On our last full day out there Charlie and I wanted to make wild mushroom spaghetti, but all we had were some honey mushrooms and oyster mushrooms that would turn out to be wormy. I chose two trails near Salem that looked promising. As soon as we entered the woods – cha-ching we scored! Shaggy parasols surrounded an ancient spruce tree. We took only the best and plenty of them for our meal. My new books proved useful. I’d found shaggy parasols decades ago, but these appeared to be C. olivieri not L. rachodes. Plus, the books mentioned them causing some people intestinal problems. I had us all eat a couple bites a few hours before adding them to the spaghetti. No one seemed to have problems. After the meal I seemed to display excessive flatulence. I didn’t consider it a problem, but apparently everyone else around me did. Despite that, my siblings, who love to dine out, thought our home cooked spaghetti was one of the best meals of all. Of course, Charlie’s meatballs had as much to do with that as the fungi.

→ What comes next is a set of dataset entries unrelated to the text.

PR #5152, opened 2015-12-11
Add option to save current library grouping

nicklan:
- Adds saved groupings to the Group by menu
- Currently missing a way to manage saved groupings
- Saved groupings are in a new section of the config file as
  "GroupingName"->ByteArray serialization

I'm planning on writing a Saved Groupings Manager, similar to the Queue Manager, that will allow adding/removing saved groupings.  I can make it part of this request, or leave it for another one.

PR #5153, opened 2015-12-12
Add dialog for managing saved files

nicklan:
This obviously depends on PR #5152


nicklan:
See last commit for description.

PR #1382, opened 2022-03-19
Added ReactionMessage for React User Message with Emoji

amisama:
image

### DIFF
--- a/src/Utils/messages.ts
+++ b/src/Utils/messages.ts
@@ -263,8 +263,7 @@ export const generateWAMessageContent = async(
 		}
 
 		m.extendedTextMessage = extContent
-	}
-	else if('contacts' in message) {
+	} else if('contacts' in message) {
 		const contactLen = message.contacts.contacts.length
 		if(!contactLen) {
 			throw new Boom('require atleast 1 contact', { statusCode: 400 })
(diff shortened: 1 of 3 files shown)


src/Utils/messages.ts
```diff
@@ -276,7 +277,11 @@ export const generateWAMessageContent = async(
 		}
 	} else if('location' in message) {
 		m.locationMessage = WAProto.LocationMessage.fromObject(message.location)
-	} else if('delete' in message) {
+	}
```
burstfreeze, line 280: Please try to stay within the coding style of the repo.

Check the lint scripts in package.json to verify or fix your style so it matches the rest.

amisama: sorry I'll fix it

adiwajshing:
Nice. What can be added:
1. firing `messages.update` with the reaction when a reaction message is sent/recv

amisama:
> Nice. What can be added:
> 
> 1. firing `messages.update` with the reaction when a reaction message is sent/recv



> Nice. What can be added:
> 
> 1. firing `messages.update` with the reaction when a reaction message is sent/recv
Its there on message.upsert, should I put it in messages.update too ?

IMG-20220321-WA0005

adiwajshing:
@amisama I meant call update for the original message that received the reaction

Issue #1387, opened 2022-03-20
[BUG] Timeout 408 error when setting ephemeral messages


sudomaaz:
**Describe the bug**
When trying to set message timer on , the function does not terminate and break with timeout. 

**To Reproduce**
```await sock.groupToggleEphemeral(group_id, 7 * 24 * 60 * 60);```
``` await sock.sendMessage(jid, { disappearingMessagesInChat: WA_DEFAULT_EPHEMERAL })```

Both these return timeout 408 error. **It only works when turning off message timer by passing 0 or false.**

Can validate by using these functions.

sudomaaz:
I have opened a PR for same. After making the necessary change in my local now its working fine. 

https://github.com/adiwajshing/Baileys/pull/1388

sudomaaz:
This PR is merged so closing the issue.

PR #1388, opened 2022-03-20
ephemeral key is invalid. Valid key is expiration

sudomaaz:


sudomaaz:
in the function groupToggleEphemeral since to pass ephemeral information the key "ephemeral" is used which is invalid and results in 408 timeout. The valid key to pass is "expiration". tested and verified on local.

sudomaaz:
Issue reported due to this 

https://github.com/adiwajshing/Baileys/issues/1387

HUGEIT:
can you check whether this still works in legacy? just making sure we don't break things

sudomaaz:
> can you check whether this still works in legacy? just making sure we don't break things

Yes key ephemeral still works in legacy its only changed to expiration in MD

HUGEIT:
just realized there is a different src folder for legacySocket 
in that case it's probably a very nice pr, I think it will be merged

PR #1393, opened 2022-03-21
chore: update proto

kaatt:


adiwajshing:
@kaatt using an alphabetically sorted Protobuf for easier diffs in the future now:

https://github.com/adiwajshing/Baileys/commit/51a397c27c9c8d38b7ca71413de68c0a5263ee72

On the trip home the mountains were in full daylight, the car attendant was courteous and helpful, and mealtimes presented no danger. It was a much more bucket list worthy trip! The Mississippi was in full autumn splendor, and I couldn’t wait to be home. It was my first visit to the Pacific Northwest, but I hope for many more, starting with next year when the big NAMA foray is in the Olympic Peninsula!